I think we just allow that to be an origin date given in ISO 8601 format. 
That encompasses all observed behavior today.  I'd worry that mandating a 
0-origin date would give significantly lower precision in the 21st century 
(looking at milliseconds, for example) than an origin of 1900 or 1970 
would.


> I think skip-after-feb-1900 is too specific when there is more 
> variability to deal with.  A calendar mapping might also have 
> limits, map serial-date values less than the origin value to some 
> lower limit, etc.  All of that we can leave to the evaluation 
> context and the OpenFormula-hosting specifications that establish 
> those and the variability that is permitted of their conforming 
> implementations.
> 

I think we want a different word here than "calendar mapping".  Calendars 
are something else, e.g., Gregorian, Julian, Jewish, Islamic, etc., and 
encompass not only differences in origin and leap year calculations, but 
also difference in month length and when the new year starts.  I don't 
think we want to go there in this release.
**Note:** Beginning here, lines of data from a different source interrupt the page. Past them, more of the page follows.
PR #2596, opened 2025-07-21
Improve plan_delegator to reuse last successful traj if new one failed

MishkaMN:
# PR Details
## Description

I applied a fix to the plan_delegator regarding the flickering trajectory. I confirmed on all the 10 runs that the flickering issue was happening 1-3 times (mostly due to yield_plugin timeout and our basic_autonomy not being able to generate traj near the end of lanelet), but the platform was able to overcome them. 

This happens because plan_delegator publishes a trajectory even if it is not usable because it is considered valid if it has 2 points. So sometimes out of A B C plugins (in that order), B may not generate valid trajectory due to timeout (yielding).  Then if A gave only 5 points, which is not useful as the vehicle is almost passing those points but still valid, plan_delegator uses that trajectory.

We could further discuss what should be valid trajectory.

But for now, I coded it to use last successful trajectory if plan_delegator was not able to generate traj fully from all plugins instructed.

We uploaded the runs in: https://drive.google.com/drive/folders/1-CKYiyqI_TKpzsBhKUxzKMm35RvLhvo1?usp=sharing

## Related GitHub Issue
NA

## Related Jira Key

CDAD-152
CDAD-159
## Motivation and Context
Tempest release testing and ITSWC 2025 Demo

## How Has This Been Tested?
Summit Point 10/10 successful runs
image

In each runs, the issue would have happened following times:
```
July 21 Testing
1. Happened 3 times - highest 0.34s
2. Happened 3 times - highest ILC ExecutionTime: 0.277474 ( ExecutionTime Yield: 0.264261)
3. Happened 2 times - highest ExecutionTime Yield: 0.398444
4. Happened 2 times - highest ILC ExecutionTime: 0.275721 ( ExecutionTime Yield: 0.241054)
5. Happened 1 time - ILC ExecutionTime: 0.268358 ( ExecutionTime Yield: 0.260101), but happened because of 'is at or past the planned end distance. Couldn't generate trajectory"
6. Happened 1 time - ILC ExecutionTime: 0.237326 ( ExecutionTime Yield: 0.225053),  but happened because of 'is at or past the planned end distance. Couldn't generate trajectory"
7. 0 happened
8 Happened 2 times - ILC ExecutionTime: 0.311489 (ExecutionTime Yield: 0.501016), 1 time for " 'is at or past the planned end distance. Couldn't generate trajectory""
9. Happened 1 time -ILC ExecutionTime: 0.317286 (ExecutionTime Yield: 0.288118)
10. Happened 2 times - ILC ExecutionTime: 0.305264 ( ExecutionTime Yield: 0.343301)
```

## Types of changes

## Checklist:

### DIFF
--- a/cooperative_lanechange/src/cooperative_lanechange_node.cpp
+++ b/cooperative_lanechange/src/cooperative_lanechange_node.cpp
@@ -292,7 +292,17 @@ namespace cooperative_lanechange
     RCLCPP_DEBUG_STREAM(get_logger(), "Starting CLC downtrack: " << maneuver_plan[0].lane_change_maneuver.start_dist);
 
     if(current_downtrack < maneuver_plan[0].lane_change_maneuver.start_dist - config_.starting_downtrack_range){
+<<<<<<< Updated upstream
       RCLCPP_DEBUG_STREAM(get_logger(), "Lane change trajectory will not be planned. current_downtrack is more than " << config_.starting_downtrack_range << " meters before starting CLC downtrack");
+=======
+      RCLCPP_ERROR_STREAM(get_logger(), "Lane change trajectory will not be planned. current_downtrack is more than " << config_.starting_downtrack_range << " meters before starting CLC downtrack");
+
+      std::chrono::system_clock::time_point end_time = std::chrono::system_clock::now();  // Planning complete
+
+      auto duration = end_time - start_time;
+      RCLCPP_ERROR_STREAM(get_logger(), "CLC ExecutionTime: " << std::chrono::duration<double>(duration).count());
+      RCLCPP_WARN_STREAM(get_logger(), "CLC ExecutionTime: " << std::chrono::duration<double>(duration).count());
+>>>>>>> Stashed changes
       return;
     }
     auto current_lanelets = lanelet::geometry::findNearest(wm_->getMap()->laneletLayer, veh_pos, 10);
@@ -424,7 +434,15 @@ namespace cooperative_lanechange
       p.planner_plugin_name = get_plugin_name();
     }
 
+<<<<<<< Updated upstream
     return;
+=======
+    std::chrono::system_clock::time_point end_time = std::chrono::system_clock::now();  // Planning complete
+
+    auto duration = end_time - start_time;
+    RCLCPP_ERROR_STREAM(get_logger(), "CLC ExecutionTime: " << std::chrono::duration<double>(duration).count());
+    RCLCPP_WARN_STREAM(get_logger(), "CLC ExecutionTime: " << std::chrono::duration<double>(duration).count());
+>>>>>>> Stashed changes
   }
 
   void CooperativeLaneChangePlugin::add_trajectory_to_response(carma_planning_msgs::srv::PlanTrajectory::Request::SharedPtr req,
--- a/cooperative_lanechange/src/cooperative_lanechange_node.cpp
+++ b/cooperative_lanechange/src/cooperative_lanechange_node.cpp
@@ -292,17 +292,14 @@ namespace cooperative_lanechange
     RCLCPP_DEBUG_STREAM(get_logger(), "Starting CLC downtrack: " << maneuver_plan[0].lane_change_maneuver.start_dist);
 
     if(current_downtrack < maneuver_plan[0].lane_change_maneuver.start_dist - config_.starting_downtrack_range){
-<<<<<<< Updated upstream
-      RCLCPP_DEBUG_STREAM(get_logger(), "Lane change trajectory will not be planned. current_downtrack is more than " << config_.starting_downtrack_range << " meters before starting CLC downtrack");
-=======
       RCLCPP_ERROR_STREAM(get_logger(), "Lane change trajectory will not be planned. current_downtrack is more than " << config_.starting_downtrack_range << " meters before starting CLC downtrack");
 
       std::chrono::system_clock::time_point end_time = std::chrono::system_clock::now();  // Planning complete
 
       auto duration = end_time - start_time;
-      RCLCPP_ERROR_STREAM(get_logger(), "CLC ExecutionTime: " << std::chrono::duration<double>(duration).count());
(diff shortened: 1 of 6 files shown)


yield_plugin/src/yield_plugin.cpp
```diff
@@ -739,10 +746,10 @@ namespace yield_plugin
         const auto distance{std::hypot(x1 - x2, y1 - y2)};
 
         smallest_dist = std::min(distance, smallest_dist);
-        RCLCPP_DEBUG_STREAM(nh_->get_logger(), "Smallest_dist: " << smallest_dist << ", distance: " << distance << ", dt: " << dt
```
MishkaMN, line 742: Logging too much, I removed it, and added in the end

plan_delegator/src/plan_delegator.cpp
```diff
@@ -716,13 +728,23 @@ namespace plan_delegator
...
+            last_successful_traj_ = trajectory_plan;
             traj_pub_->publish(trajectory_plan);
         }
         else
         {
             RCLCPP_WARN_STREAM(rclcpp::get_logger("plan_delegator"),
-                "Guidance is engaged, but planned trajectory has less than 2 points. " <<
+                "Guidance is engaged, but new planned trajectory has less than 2 points. " <<
                 "It will not be published!");
+            if (last_successful_traj_.has_value())
```
adev4a: Would we expect this last successful trajectory to always be within a reasonable duration prior to a failure? It would feel a lot more comfortable to me if we were checking this against a fixed time (Maybe something specific like 1-2 iterations of planning)

MishkaMN: I made it 3 consecutive tries until failure because I saw cases it failed 2 consecutively. 
Made it a configurable parameter as it might work differently across different computers.

cooperative_lanechange/src/cooperative_lanechange_node.cpp
```diff
@@ -292,7 +292,16 @@ namespace cooperative_lanechange
...
 
     if(current_downtrack < maneuver_plan[0].lane_change_maneuver.start_dist - config_.starting_downtrack_range){
-      RCLCPP_DEBUG_STREAM(get_logger(), "Lane change trajectory will not be planned. current_downtrack is more than " << config_.starting_downtrack_range << " meters before starting CLC downtrack");
+      RCLCPP_WARN_STREAM(get_logger(),
+      "Lane change trajectory will not be planned. current_downtrack is more than "
+      << config_.starting_downtrack_range << " meters before starting CLC downtrack");
+
+      std::chrono::system_clock::time_point end_time = std::chrono::system_clock::now();  // Planning complete
+
+      auto duration = end_time - start_time;
```
JonSmet, line 303: I don't see `start_time` defined in this scope, will this build?

cooperative_lanechange/src/cooperative_lanechange_node.cpp
```diff
@@ -424,7 +433,12 @@ namespace cooperative_lanechange
       p.planner_plugin_name = get_plugin_name();
     }
 
-    return;
+    std::chrono::system_clock::time_point end_time = std::chrono::system_clock::now();  // Planning complete
+
+    auto duration = end_time - start_time;
```
JonSmet, line 440: Similar comment to above - I don't see `start_time` defined in this scope, will this build?

cooperative_lanechange/src/cooperative_lanechange_node.cpp
```diff
@@ -292,7 +292,16 @@ namespace cooperative_lanechange
...
     if(current_downtrack < maneuver_plan[0].lane_change_maneuver.start_dist - config_.starting_downtrack_range){
-      RCLCPP_DEBUG_STREAM(get_logger(), "Lane change trajectory will not be planned. current_downtrack is more than " << config_.starting_downtrack_range << " meters before starting CLC downtrack");
+      RCLCPP_WARN_STREAM(get_logger(),
+      "Lane change trajectory will not be planned. current_downtrack is more than "
+      << config_.starting_downtrack_range << " meters before starting CLC downtrack");
+
+      std::chrono::system_clock::time_point end_time = std::chrono::system_clock::now();  // Planning complete
+
+      auto duration = end_time - start_time;
+      RCLCPP_DEBUG_STREAM(
```
JonSmet, line 304: Is this the right location for these newly added statements, since CLC planning has just started at this point?

JonSmet (changes requested):

cooperative_lanechange/src/cooperative_lanechange_node.cpp
MishkaMN: Oops, I don't know how I missed that

cooperative_lanechange/src/cooperative_lanechange_node.cpp
MishkaMN: added

cooperative_lanechange/src/cooperative_lanechange_node.cpp
MishkaMN: yeah because the function returns here. I also have on at the end outside this if scope.

plan_delegator/src/plan_delegator.cpp
```diff
@@ -730,21 +732,41 @@ namespace plan_delegator
...
                 traj_pub_->publish(last_successful_traj_.value());
             }
-
+            // case where traj generation fails from the beginning
+            else if (!last_successful_traj_.has_value() &&
+                consecutive_traj_gen_failure_num_ <= config_.max_traj_generation_reattempt)
+            {
+                RCLCPP_WARN_STREAM(rclcpp::get_logger("plan_delegator"),
+                    "Instead, tried publishing last available trajectory, but it is not available!");
+            }
```
adev4a, line 762: This should be throwing an error as well, since we don't have a valid trajectory to return. Do we need this to be different from the else condition?

adev4a: Discussed offline, not throwing an error here because we want a minimum number of replans before throwing an error.

adev4a (approved):

JonSmet (approved):

PR #2601, opened 2025-07-22
Account expired/passed maneuvers in indexing in plan_delegator

MishkaMN:
# PR Details
## Description

Currently plan_delegator could ignore a whole maneuver intermittently. 

For context, ILC can plan over multiple maneuvers using the related_maneuvers field even if only 1 maneuver was sent to be planned. Due to this, plan_delegator accounts for it, and increments its index for what maneuver to plan next using related_maneuvers size.

The problem arises when plan_delegator detects that current maneuver is passed or expired (due to vehicle traveling and planning is little delayed due to 1hz update rate of arbitrator), plan_delegator increments its index and moves on to the next one. However, it doesn't account for that early increment later when it adjusts its index for the related_maneuvers. 

For example, if it had if 2 contiguous LANE_FOLLOW maneuvers, but one is expired, its index increments to 1 (index 0 to 1). However, later when it adjusts for its related_maneuvers, it forgot it had 1 expired maneuver and shifts 2 indexes anyways, adding extra 1 than needed (index 1 + 2 = 3). So the index is 3 now, although 2 should have been planned.

This results in the next maneuver being ignored. This is intermittent because 1hz planning of strategic_plugin may or may not update in time for plan_delegator to not make that mistake.

And I currently only included LANE_FOLLOW as detection as I don't think other plugins use related_maneuvers, but wanted to be explicit.

Example log: 2025-07-22-11-44-34-332730-carma-1
Example mcap: rosbag2_2025-07-22_114434
in here: https://drive.google.com/drive/u/2/folders/18_9g4zMEtdCDIsmRTFPdJowpdmDA1GP-
Picture of CLC being ignored:
image

## Related GitHub Issue
NA

## Related Jira Key
CDAD-159
CDAD-152

## Motivation and Context
Summit Point testing tempest release

## How Has This Been Tested?
TODO
Black Pacifica Summit point

## Types of changes

## Checklist:

### DIFF
--- a/plan_delegator/src/plan_delegator.cpp
+++ b/plan_delegator/src/plan_delegator.cpp
@@ -607,7 +607,7 @@ namespace plan_delegator
 
         // Track the index of the starting maneuver in the maneuver plan that this trajectory plan service request is for
         uint16_t current_maneuver_index = 0;
-
+        int count_expired_maneuvers = 0;
         // Loop through maneuver list to make service call to applicable Tactical Plugin
         while(current_maneuver_index < latest_maneuver_plan_.maneuvers.size())
         {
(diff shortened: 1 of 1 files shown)


plan_delegator/src/plan_delegator.cpp
```diff
@@ -607,7 +607,7 @@ namespace plan_delegator
 
         // Track the index of the starting maneuver in the maneuver plan that this trajectory plan service request is for
         uint16_t current_maneuver_index = 0;
-
+        int count_expired_maneuvers = 0;
```
JonSmet, line 610: We skip manuevers that are "expired" and "passed", so maybe we can make this more general by renaming to `count_skipped_maneuvers`?

MishkaMN:
Upon testing, I may have been wrong on this. New hypothesis is here: https://github.com/usdot-fhwa-stol/carma-platform/pull/2602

For the question of leap year calculation, I'd accept simply specifying 
the correct Gregorian calculation.  An implementation that varied from 
that definition would have bug and would likely want to document that for 
their users.  I think that reflects the state of leap year calculations 
today -- in some cases it is acknowledged as a bug and documented 
accordingly.  If an implementation wants to flag the presence of such a 
bug, they can do so using sheet-level attribute in their own namespace.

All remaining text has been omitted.